PR #593, opened 2021-11-19
Fix issue with type class constraints on functions called in rewrite rules

krame505:
# Changes
Previously functions in type constraints weren't permitted in rewrite rules since in the translation, the type of the referenced function would be unconstrained, and the constraints would not be resolved successfully.  By inserting let expressions in the transformed expression with the originally inferred types, this can be avoided.  Not sure why I didn't think of this sooner....

# Documentation
This fixes an undocumented bug/missing feature, so this is also a documentation win I guess?


krame505:
Ok, a couple of other refactorings and bug fixes related to run-time type checking made it in here,.  This should actually be ready for review now.

remexre (approved):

______

Directions for this task
Type the records again in full, matching them exactly.

Output for this exercise
PR #593, opened 2021-11-19
Fix issue with type class constraints on functions called in rewrite rules

krame505:
# Changes
Previously functions in type constraints weren't permitted in rewrite rules since in the translation, the type of the referenced function would be unconstrained, and the constraints would not be resolved successfully.  By inserting let expressions in the transformed expression with the originally inferred types, this can be avoided.  Not sure why I didn't think of this sooner....

# Documentation
This fixes an undocumented bug/missing feature, so this is also a documentation win I guess?


krame505:
Ok, a couple of other refactorings and bug fixes related to run-time type checking made it in here,.  This should actually be ready for review now.

remexre (approved):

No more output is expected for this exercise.